PR #2759, opened 2020-10-06
[PWA-835] Localize Checkout

anthoula:
## Description

Localize all strings within the Checkout area of the application. Include localized strings in default en_US language pack

## Related Issue

https://jira.corp.magento.com/browse/PWA-835

### Verification Stakeholders

@sirugh 
@dpatil-magento 
### Verification Steps

1. Add a product to cart
2. Go to Checkout page
3. Go through each step of the checkout process (with guest and with authorized user)
3. Verify strings are translated where applicable

## Checklist


sirugh (changes requested):
I still need to actually verify using a non-english translation pack but this looks pretty great! There's a few things in here I do want to discuss but mostly are just my opinions about the id format. Apologies for the pedantry :P

packages/venia-ui/lib/components/CheckoutPage/ShippingMethod/shippingMethod.js
```diff
@@ -19,7 +20,12 @@ import defaultClasses from './shippingMethod.css';
 import shippingMethodOperations from './shippingMethod.gql';
 
 const initializingContents = (
-    <LoadingIndicator>{'Loading shipping methods...'}</LoadingIndicator>
+    <LoadingIndicator>
+        <FormattedMessage
```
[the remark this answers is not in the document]
anthoula: Yes, it still translates, and renders the French translation in my French store.

packages/venia-ui/lib/components/CheckoutPage/OrderConfirmationPage/orderConfirmationPage.js
```diff
@@ -56,16 +58,34 @@ const OrderConfirmationPage = props => {
...
+                        defaultMessage={'Thank you for your order!'}
+                    />
                 </h2>
-                <div
-                    className={classes.orderNumber}
-                >{`Order Number: ${orderNumber}`}</div>
+                <div className={classes.orderNumber}>
+                    <FormattedMessage
+                        id={'checkoutPage.orderNumber'}
+                        defaultMessage={'Order Number'}
```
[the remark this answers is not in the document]
anthoula: The defaultMessage should be able to stand by itself, until the translation completes, so opted to remove extra artifacts like colons that could imply info is missing.

packages/venia-ui/lib/components/CheckoutPage/checkoutPage.js
```diff
@@ -267,7 +319,15 @@ const CheckoutPage = props => {
 
     return (
         <div className={classes.root}>
-            <Title>{`Checkout - ${STORE_NAME}`}</Title>
+            <Title>
+                {formatMessage(
+                    {
+                        id: 'checkoutPage.titleCheckout',
```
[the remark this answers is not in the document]
anthoula: There is a collision with `checkoutPage.titleReceipt`, so needed greater specificity.

packages/venia-ui/lib/components/CheckoutPage/checkoutPage.js
```diff
@@ -204,11 +237,24 @@ const CheckoutPage = props => {
             </div>
         ) : null;
 
-        const guestCheckoutHeaderText = isGuestCheckout
-            ? 'Guest Checkout'
-            : customer.default_shipping
-            ? 'Review and Place Order'
-            : `Welcome ${customer.firstname}!`;
+        let guestCheckoutHeaderText;
```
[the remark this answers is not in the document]
anthoula: Renamed the var per our discussion, thank you

sirugh (approved):
Good work!

dpatil-magento:
1. Shipping Method Edit overlay buttons not translated. 
2. Guest checkout order confirmation page > `Create Account` button does not have right UI.

sirugh:
> Guest checkout order confirmation page > Create Account button does not have right UI.

@dpatil-magento can you clarify?

dpatil-magento:
> > Guest checkout order confirmation page > Create Account button does not have right UI.
> 
> @dpatil-magento can you clarify?

@sirugh 

image

dpatil-magento:
@anthoula  2 is fixed, 1 translation is fixed but button name is changed to `CONFIRM`, it was `UPDATE`, expected?

image

packages/venia-ui/lib/components/CheckoutPage/OrderConfirmationPage/createAccount.js
```diff
@@ -120,12 +151,22 @@ const CreateAccount = props => {
...
+                        })}
                     />
                 </div>
                 <div className={classes.actions}>
-                    <Button disabled={isDisabled} type="submit">
-                        {'Create Account'}
+                    <Button
+                        disabled={isDisabled}
+                        type="submit"
+                        className={classes.create_account_button}
```
sirugh, line 164: Will probably want to add `composes ... from Button` to the custom css class. Forgot to tell you! My bad.

dpatil-magento:
@anthoula Last one :)  In mobile mode button text flows out in Shipping Info and in shipping method button extends beyond available screen size.  Not sure what expected or these are designed?

image

packages/venia-concept/.envbackup2
```diff
@@ -0,0 +1,194 @@
+######## PWA Studio Environment Variables ######################################
```
sirugh, line 1: I don't think you meant to commit this.

packages/venia-ui/lib/components/CheckoutPage/ShippingMethod/updateModal.js
```diff
@@ -31,13 +33,17 @@ const UpdateModal = props => {
     return (
         <Dialog
             confirmText={'Update'}
+            confirmTranslationId={'global.updateButton'}
```
sirugh, line 36: I think it makes sense to have the parent component do the translation and simply provide the text prop instead of text and id. Similar to the `title` prop below.

anthoula: There are some strings specified in the `defaultProps` of the Dialog component, and needed a way to translate the defaults while also supporting the ability to replace the default text

packages/venia-ui/lib/components/clickable.css
```diff
@@ -6,5 +6,4 @@
     line-height: 1;
     pointer-events: auto;
     text-align: center;
-    white-space: nowrap;
```
sirugh, line 9: This might be a bit too aggressive as `clickable` is the base dependency upon which the [Button](https://github.com/magento/pwa-studio/blob/develop/packages/venia-ui/lib/components/Button/button.css#L2) class composes itself. If the team is good with it, I would just reset the `white-space` rule on buttons.

I think @jimbo would have an opinion here and I remember @supernova-at doing work in this area, specifically around wrapping text in dialogs. I think in Andy's case he was avoiding a situation where you have two buttons but one wraps which presents an odd UX.

supernova-at: Yes exactly.

The direction from UX is that we don't want text in buttons to be multi-line. If a client / merchant / partner has a need for it (translated text is too long, for example) then yes, they should treat that as an exception and either use a different prompt or apply a class override to wrap that specific button's text.

I agree that it is too aggressive here, and likely too aggressive in the button component as well.

jimbo: You two are correct. Not only do we not necessarily want `white-space: nowrap` on every clickable element, we don't want it on _any_ clickable element.

In early designs, we attempted to define a rule prohibiting clickable elements from wrapping. It didn't work. In some languages, authors simply can't create a meaningful call to action when they only have one line to work with; the right call to action is simply too verbose to fit, so it must wrap.

dpatil-magento:
QA Approved.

# # # # #

● **Your task**: What is the number of lines in the records that contain the string "want"? Give only that number.

● **Answer section**: 4